-- PROBLEM TO WORK ON --
Write out exactly the lines of the entries below from the one holding "PR #5957, opened 2021-12-23" to the one holding "For the purpose", inclusive, and leave out all other lines.

-- EXERCISE DATA --
BEGIN

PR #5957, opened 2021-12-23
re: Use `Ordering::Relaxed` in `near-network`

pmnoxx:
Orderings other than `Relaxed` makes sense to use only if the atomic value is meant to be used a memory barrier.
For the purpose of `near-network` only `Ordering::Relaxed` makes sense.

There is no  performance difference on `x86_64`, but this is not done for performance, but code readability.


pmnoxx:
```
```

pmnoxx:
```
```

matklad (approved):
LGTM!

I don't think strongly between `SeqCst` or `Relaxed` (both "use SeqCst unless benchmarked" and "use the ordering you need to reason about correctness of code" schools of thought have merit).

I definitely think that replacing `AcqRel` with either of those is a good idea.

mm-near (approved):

END
BEGIN

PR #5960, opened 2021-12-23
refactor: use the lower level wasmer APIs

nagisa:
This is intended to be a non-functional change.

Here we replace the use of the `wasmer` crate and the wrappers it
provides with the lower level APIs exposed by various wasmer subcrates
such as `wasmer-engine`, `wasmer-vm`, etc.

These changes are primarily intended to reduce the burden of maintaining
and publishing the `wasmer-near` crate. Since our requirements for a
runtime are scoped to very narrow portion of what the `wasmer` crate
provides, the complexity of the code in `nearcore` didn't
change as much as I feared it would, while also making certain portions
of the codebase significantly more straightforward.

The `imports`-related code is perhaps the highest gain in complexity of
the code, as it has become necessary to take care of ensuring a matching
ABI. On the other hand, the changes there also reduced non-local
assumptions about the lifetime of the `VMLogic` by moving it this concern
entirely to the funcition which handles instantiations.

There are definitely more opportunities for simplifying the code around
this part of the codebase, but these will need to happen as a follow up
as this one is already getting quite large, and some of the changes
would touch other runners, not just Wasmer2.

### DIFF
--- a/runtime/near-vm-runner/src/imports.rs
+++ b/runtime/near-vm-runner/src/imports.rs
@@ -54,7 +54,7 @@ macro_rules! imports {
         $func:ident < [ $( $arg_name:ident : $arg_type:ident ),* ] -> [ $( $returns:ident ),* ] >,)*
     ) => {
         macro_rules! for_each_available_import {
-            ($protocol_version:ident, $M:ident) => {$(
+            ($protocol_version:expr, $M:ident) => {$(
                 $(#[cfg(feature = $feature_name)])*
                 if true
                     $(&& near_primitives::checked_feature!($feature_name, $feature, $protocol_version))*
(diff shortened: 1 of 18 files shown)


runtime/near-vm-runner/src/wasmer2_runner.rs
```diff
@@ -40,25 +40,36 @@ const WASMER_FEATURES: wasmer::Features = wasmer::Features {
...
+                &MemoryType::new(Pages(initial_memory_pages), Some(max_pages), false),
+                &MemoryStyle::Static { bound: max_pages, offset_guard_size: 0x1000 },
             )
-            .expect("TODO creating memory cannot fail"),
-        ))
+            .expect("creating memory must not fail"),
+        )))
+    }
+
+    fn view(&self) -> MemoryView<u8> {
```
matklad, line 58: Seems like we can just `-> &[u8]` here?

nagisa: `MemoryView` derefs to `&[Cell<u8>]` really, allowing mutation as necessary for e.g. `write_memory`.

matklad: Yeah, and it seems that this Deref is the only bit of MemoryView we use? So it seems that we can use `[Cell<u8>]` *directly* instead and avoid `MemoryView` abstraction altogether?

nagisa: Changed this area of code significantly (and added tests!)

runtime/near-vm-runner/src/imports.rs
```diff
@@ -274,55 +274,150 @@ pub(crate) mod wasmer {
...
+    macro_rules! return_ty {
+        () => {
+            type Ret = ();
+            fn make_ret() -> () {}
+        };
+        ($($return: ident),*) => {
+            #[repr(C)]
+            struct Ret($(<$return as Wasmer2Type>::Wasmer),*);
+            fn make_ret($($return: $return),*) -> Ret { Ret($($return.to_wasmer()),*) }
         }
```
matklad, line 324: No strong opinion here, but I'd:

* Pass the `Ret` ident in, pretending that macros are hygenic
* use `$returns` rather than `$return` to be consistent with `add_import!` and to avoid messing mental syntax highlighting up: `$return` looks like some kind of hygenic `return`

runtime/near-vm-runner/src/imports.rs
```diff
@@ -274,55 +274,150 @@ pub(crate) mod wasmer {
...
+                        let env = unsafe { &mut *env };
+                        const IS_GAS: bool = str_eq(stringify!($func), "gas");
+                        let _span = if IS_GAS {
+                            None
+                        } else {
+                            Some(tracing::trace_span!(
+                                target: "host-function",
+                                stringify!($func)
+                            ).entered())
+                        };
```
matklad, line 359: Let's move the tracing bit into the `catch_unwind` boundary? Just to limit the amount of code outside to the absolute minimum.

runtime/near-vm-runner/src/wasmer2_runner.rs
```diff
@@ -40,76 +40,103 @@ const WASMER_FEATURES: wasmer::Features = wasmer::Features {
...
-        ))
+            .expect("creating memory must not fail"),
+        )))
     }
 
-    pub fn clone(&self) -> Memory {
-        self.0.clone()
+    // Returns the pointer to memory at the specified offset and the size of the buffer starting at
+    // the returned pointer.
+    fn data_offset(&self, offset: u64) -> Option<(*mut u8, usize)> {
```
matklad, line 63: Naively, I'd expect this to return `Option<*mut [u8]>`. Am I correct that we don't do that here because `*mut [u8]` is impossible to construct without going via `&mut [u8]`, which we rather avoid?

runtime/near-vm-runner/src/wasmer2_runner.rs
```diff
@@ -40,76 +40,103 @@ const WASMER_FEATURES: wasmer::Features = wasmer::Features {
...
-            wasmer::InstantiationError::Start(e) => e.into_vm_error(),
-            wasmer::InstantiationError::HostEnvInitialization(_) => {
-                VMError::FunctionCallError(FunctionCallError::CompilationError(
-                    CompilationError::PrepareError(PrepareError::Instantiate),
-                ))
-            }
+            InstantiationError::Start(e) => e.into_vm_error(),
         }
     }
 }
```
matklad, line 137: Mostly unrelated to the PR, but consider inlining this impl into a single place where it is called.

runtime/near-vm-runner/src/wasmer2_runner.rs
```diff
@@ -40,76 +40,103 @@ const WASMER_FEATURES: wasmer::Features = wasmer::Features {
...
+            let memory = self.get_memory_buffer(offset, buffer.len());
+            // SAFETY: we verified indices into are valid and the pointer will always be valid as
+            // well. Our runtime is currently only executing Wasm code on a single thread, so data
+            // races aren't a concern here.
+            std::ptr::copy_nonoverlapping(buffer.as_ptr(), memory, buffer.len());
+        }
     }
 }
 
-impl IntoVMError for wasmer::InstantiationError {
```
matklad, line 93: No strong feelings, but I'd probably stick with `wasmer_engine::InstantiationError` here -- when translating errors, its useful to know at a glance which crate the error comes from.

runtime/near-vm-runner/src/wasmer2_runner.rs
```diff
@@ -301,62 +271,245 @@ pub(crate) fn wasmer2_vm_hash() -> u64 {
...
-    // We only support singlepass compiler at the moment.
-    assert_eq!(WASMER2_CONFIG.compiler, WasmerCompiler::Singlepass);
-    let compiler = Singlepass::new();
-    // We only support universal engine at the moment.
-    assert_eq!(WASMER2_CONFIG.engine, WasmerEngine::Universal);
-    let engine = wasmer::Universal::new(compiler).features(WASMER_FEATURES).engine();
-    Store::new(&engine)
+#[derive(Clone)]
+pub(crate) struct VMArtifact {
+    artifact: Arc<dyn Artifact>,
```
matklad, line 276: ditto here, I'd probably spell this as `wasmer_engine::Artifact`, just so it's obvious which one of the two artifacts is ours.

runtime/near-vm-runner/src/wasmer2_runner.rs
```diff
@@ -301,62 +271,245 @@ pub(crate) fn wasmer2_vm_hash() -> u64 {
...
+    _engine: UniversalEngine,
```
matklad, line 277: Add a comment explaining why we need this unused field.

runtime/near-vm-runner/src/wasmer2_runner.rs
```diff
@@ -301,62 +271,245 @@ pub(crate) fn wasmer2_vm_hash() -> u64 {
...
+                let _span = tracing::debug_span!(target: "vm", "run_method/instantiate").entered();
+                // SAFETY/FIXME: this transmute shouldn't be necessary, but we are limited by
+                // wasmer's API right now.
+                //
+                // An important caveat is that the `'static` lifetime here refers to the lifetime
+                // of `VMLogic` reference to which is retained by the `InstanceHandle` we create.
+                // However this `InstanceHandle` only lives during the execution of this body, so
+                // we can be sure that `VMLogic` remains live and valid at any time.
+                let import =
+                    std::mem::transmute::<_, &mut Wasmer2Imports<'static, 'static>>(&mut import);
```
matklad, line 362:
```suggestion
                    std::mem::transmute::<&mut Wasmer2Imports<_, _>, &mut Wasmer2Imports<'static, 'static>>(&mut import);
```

END
BEGIN

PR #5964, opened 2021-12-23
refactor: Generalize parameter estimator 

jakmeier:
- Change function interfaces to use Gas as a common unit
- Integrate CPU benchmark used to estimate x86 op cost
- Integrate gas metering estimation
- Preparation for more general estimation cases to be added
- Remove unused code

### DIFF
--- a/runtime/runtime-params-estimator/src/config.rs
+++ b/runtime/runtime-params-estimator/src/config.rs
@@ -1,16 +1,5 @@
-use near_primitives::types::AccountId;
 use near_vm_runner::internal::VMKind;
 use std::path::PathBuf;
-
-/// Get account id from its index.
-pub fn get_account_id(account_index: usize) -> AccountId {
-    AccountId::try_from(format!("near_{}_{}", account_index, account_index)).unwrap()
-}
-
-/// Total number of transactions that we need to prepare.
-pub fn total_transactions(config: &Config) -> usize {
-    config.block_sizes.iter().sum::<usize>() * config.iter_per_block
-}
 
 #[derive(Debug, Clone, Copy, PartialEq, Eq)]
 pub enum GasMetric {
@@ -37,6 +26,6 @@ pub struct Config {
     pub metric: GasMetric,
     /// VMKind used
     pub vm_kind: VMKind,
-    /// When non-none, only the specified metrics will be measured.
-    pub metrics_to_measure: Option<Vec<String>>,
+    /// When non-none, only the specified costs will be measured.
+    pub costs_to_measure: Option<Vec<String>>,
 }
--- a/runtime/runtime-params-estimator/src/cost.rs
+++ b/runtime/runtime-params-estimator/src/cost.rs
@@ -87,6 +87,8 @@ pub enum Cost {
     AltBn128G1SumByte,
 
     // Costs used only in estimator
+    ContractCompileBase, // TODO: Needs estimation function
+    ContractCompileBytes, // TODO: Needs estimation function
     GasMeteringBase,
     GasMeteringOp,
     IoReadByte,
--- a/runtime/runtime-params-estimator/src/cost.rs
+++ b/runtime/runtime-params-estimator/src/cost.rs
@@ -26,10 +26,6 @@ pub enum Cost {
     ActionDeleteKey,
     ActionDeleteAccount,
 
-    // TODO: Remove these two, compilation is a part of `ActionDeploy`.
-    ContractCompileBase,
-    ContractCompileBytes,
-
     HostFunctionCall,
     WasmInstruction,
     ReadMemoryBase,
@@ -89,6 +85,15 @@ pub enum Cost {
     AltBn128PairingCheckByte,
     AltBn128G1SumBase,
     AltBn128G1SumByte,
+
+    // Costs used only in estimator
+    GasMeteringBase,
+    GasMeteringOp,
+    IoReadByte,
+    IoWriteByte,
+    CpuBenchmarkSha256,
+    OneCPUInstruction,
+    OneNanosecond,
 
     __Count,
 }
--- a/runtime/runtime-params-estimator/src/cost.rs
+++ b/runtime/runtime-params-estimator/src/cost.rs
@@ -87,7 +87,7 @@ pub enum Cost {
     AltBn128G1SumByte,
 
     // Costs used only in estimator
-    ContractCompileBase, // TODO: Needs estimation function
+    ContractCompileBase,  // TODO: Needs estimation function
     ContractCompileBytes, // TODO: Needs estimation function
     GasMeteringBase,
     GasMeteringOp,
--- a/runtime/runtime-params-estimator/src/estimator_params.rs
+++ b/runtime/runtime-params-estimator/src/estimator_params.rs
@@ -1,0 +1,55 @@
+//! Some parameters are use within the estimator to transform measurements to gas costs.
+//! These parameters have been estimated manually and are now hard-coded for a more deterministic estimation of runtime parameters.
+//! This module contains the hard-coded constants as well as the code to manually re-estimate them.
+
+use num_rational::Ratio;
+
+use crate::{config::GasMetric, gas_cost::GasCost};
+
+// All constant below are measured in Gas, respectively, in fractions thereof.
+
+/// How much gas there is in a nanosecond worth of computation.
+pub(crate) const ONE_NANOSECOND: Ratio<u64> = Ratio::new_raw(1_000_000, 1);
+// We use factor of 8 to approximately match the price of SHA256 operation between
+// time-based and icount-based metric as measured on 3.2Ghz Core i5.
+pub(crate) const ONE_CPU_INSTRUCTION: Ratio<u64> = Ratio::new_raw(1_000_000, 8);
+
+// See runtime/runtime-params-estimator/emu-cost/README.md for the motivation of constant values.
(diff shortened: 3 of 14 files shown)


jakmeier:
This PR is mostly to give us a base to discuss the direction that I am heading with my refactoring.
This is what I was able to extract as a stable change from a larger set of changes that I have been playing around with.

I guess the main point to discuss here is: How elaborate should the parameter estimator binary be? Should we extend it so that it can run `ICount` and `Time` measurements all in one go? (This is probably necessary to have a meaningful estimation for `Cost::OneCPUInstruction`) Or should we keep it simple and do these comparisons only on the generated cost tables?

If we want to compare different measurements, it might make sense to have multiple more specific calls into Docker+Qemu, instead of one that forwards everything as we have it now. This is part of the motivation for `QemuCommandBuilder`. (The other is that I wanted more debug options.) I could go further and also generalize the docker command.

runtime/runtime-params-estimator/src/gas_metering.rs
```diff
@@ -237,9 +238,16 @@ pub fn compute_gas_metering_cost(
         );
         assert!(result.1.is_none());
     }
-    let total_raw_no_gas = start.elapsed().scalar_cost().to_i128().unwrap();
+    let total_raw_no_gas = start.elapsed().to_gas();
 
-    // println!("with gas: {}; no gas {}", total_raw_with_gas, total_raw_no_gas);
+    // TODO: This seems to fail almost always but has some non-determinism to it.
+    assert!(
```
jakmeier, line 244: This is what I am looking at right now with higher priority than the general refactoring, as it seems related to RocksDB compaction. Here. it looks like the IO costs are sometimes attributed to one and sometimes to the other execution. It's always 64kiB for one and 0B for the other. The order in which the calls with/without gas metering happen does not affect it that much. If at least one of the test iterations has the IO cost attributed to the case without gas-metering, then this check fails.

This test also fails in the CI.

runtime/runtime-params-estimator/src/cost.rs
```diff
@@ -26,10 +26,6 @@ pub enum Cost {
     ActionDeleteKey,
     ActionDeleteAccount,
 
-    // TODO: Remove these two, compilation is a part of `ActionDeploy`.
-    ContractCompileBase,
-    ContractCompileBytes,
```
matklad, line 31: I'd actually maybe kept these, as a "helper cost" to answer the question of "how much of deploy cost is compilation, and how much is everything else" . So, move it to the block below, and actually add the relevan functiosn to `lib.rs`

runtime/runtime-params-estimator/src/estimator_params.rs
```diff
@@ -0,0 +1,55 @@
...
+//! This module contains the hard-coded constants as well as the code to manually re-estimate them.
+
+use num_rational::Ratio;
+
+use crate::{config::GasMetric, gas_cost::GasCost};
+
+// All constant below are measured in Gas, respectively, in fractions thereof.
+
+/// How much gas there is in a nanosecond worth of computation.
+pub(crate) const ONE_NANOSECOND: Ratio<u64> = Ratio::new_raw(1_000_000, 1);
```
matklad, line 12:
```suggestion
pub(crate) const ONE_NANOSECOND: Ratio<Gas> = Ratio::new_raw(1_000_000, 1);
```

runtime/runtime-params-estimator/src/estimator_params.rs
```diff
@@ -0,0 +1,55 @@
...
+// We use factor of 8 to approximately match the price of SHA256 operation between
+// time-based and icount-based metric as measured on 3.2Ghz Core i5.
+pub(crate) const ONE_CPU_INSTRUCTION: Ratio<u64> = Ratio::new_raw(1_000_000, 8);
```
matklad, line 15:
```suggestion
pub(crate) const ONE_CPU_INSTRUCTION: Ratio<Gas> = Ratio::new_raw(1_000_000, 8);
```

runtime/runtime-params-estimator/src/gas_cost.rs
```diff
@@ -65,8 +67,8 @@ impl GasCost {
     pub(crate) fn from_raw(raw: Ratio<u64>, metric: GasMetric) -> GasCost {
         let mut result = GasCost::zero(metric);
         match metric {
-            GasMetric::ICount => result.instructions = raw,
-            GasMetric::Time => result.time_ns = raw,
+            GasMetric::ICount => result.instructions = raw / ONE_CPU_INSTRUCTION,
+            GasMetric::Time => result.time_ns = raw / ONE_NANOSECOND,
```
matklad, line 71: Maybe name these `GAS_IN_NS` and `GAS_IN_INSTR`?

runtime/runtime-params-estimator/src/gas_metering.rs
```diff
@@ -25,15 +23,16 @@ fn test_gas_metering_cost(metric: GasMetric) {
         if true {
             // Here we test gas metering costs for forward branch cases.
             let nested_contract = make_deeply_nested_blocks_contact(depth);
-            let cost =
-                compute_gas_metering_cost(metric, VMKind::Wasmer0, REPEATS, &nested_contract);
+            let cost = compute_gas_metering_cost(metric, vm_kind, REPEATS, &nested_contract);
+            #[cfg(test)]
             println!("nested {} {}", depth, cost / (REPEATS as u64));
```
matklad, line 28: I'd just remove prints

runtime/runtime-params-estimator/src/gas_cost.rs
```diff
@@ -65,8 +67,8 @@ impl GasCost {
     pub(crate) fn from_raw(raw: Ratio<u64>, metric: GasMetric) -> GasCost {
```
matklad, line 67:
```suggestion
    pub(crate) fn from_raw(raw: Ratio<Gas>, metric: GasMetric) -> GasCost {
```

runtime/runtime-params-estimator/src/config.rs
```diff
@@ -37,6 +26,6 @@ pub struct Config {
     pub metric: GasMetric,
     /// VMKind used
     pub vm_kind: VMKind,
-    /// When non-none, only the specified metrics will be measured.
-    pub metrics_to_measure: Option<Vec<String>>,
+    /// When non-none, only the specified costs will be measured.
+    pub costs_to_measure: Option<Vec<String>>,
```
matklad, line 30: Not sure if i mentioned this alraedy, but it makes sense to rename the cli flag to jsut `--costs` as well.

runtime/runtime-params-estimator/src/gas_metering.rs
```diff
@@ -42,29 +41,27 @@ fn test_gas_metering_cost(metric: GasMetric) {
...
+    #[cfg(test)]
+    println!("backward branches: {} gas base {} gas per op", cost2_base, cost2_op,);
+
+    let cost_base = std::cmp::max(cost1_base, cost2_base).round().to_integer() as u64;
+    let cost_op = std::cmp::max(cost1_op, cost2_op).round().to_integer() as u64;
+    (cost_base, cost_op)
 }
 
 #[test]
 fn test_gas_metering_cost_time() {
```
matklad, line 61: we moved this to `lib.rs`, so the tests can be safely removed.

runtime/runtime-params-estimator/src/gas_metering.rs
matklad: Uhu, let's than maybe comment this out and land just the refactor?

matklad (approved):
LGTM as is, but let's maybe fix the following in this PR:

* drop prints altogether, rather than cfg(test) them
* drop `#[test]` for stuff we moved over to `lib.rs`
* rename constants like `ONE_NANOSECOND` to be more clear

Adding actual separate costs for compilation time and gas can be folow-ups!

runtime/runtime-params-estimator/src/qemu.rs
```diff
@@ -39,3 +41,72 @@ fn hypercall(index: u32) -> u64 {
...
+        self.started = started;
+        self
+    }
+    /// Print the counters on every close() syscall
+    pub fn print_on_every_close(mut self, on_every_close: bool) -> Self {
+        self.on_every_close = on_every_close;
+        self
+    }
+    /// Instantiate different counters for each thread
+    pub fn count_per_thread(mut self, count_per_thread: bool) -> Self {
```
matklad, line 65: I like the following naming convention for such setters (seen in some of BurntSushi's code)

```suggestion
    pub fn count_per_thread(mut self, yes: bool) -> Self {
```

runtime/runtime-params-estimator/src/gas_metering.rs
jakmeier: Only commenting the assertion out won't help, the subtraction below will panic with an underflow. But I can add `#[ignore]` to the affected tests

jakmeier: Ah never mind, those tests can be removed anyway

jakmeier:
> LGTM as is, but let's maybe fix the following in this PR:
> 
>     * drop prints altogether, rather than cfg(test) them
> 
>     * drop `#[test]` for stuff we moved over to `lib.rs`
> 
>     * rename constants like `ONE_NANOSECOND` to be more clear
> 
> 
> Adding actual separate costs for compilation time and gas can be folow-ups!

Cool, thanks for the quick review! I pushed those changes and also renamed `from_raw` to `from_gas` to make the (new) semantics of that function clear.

END

-- WRITTEN RESPONSE --
PR #5957, opened 2021-12-23
re: Use `Ordering::Relaxed` in `near-network`

pmnoxx:
Orderings other than `Relaxed` makes sense to use only if the atomic value is meant to be used a memory barrier.
For the purpose of `near-network` only `Ordering::Relaxed` makes sense.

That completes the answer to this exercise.